External validity has been a focus of long-standing debates in the social sciences. However, in contrast to extensive discussions at the conceptual level, there have been few empirical applications where researchers explicitly incorporate design or analysis for external validity. In this article, we seek to improve empirical approaches for external validity by proposing a framework and developing tailored methods for effect- and sign-generalization. We clarify the underlying assumptions required to account for concerns about *X*-, *T*-, *Y*-, and
$ C $
-validity. We then describe three classes of estimators for effect-generalization and propose a new test for sign-generalization.

Addressing external validity is inherently difficult because it seeks to infer whether causal findings are generalizable to other populations, treatments, outcomes, and contexts that we do not observe in our data. In this paper, we formally clarify conditions under which this challenging yet essential inference is possible, and we propose new methods for improving external validity.

## Supplementary Materials

To view supplementary material for this article, please visit http://doi.org/10.1017/S0003055422000880.

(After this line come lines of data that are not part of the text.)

PR #2218, opened 2026-08-12
fix: replace stale submission skill installs

jiangmuran:
## Problem

`install_submission_skill.py` overlays the repository skill onto an existing target with `dirs_exist_ok=True`. Files removed or renamed in the source therefore remain installed indefinitely. The resulting tree has a different digest, but both install mode and `--check` still return exit code 0 because `ok` only checks for the two `SKILL.md` files.

```text
install fresh skill
add skills/urban-design-ai-submission/removed-reference.md
--check => exit 0, ok=true, up_to_date=false
reinstall => exit 0, ok=true, up_to_date=false, stale file remains
```

That makes `--check` unsuitable for automation and can leave agents following obsolete references even after reinstalling.

## Change

- copy the source skill into a clean sibling staging directory;
- replace the installed skill directory with that exact copy so deleted source files disappear;
- make report `ok` require matching source and target tree digests;
- cover stale detection and cleanup through the public CLI.

The replacement remains scoped to this named skill directory; unrelated skills and Codex home contents are untouched.

## Verification

- `python3 -m unittest tests.test_site_package_contract.SitePackageContractTests.test_submission_skill_installer_copies_skill tests.test_site_package_contract.SitePackageContractTests.test_submission_skill_installer_replaces_stale_installation` (2 passed)
- `python3 -m py_compile scripts/install_submission_skill.py tests/test_site_package_contract.py`
- `git diff --check`

The complete `tests.test_site_package_contract` module ran 11 tests: the two installer tests passed, one optional dependency test skipped, and the current default branch's unrelated `test_skill_exists` assertion failed because it expects `machine-readable urban design submission` while `SKILL.md` currently says `machine-readable urban design package`.

### DIFF
--- a/scripts/install_submission_skill.py
+++ b/scripts/install_submission_skill.py
@@ -46,19 +46,23 @@ def tree_digest(path: Path) -> str:
 
 def copy_skill(source: Path, target: Path) -> None:
     target.parent.mkdir(parents=True, exist_ok=True)
+    temporary_target = target.parent / f".{target.name}.installing"
+    if temporary_target.exists():
+        shutil.rmtree(temporary_target)
     shutil.copytree(
         source,
-        target,
-        dirs_exist_ok=True,
+        temporary_target,
         ignore=shutil.ignore_patterns("__pycache__", "*.pyc", ".DS_Store"),
     )
+    if target.exists():
+        shutil.rmtree(target)
+    temporary_target.replace(target)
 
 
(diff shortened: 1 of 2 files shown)


jiangmuran:
Closing as a duplicate of #1054. A local ledger review after publishing found that #1054 already covers stale skill detection and cleanup; no maintainer action is needed here.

## DATA AVAILABILITY STATEMENT

Research documentation and/or data that support the findings of this study are openly available at the American Political Science Review Dataverse: https://doi.org/10.7910/DVN/3EKRSI.

## ACKNOWLEDGMENTS

The proposed methodology is implemented via the open-source software R package evalid, available at https://github.com/naoki-egami/evalid. We would like to thank Martin Bisgaard, Graeme Blair, David Broockman, Ryan Brutger, Juan Correa, Michael Findley, Nikhar Gaikwad, Don Green, Jens Hainmueller, Dan Hopkins, Joshua Kalla, Kevin Munger, Rocío Titiunik, Abby Wood, and Lauren Young, for their thoughtful comments. We would also like to thank participants at Polmeth 2020, APSA 2020 and seminars at Princeton, Stanford, University of California, Berkeley, and University of Texas, Austin.

## CONFLICT OF INTEREST

The authors declare no ethical issues or conflicts of interest in this research.

## ETHICAL STANDARDS

The authors affirm this research did not involve human subjects.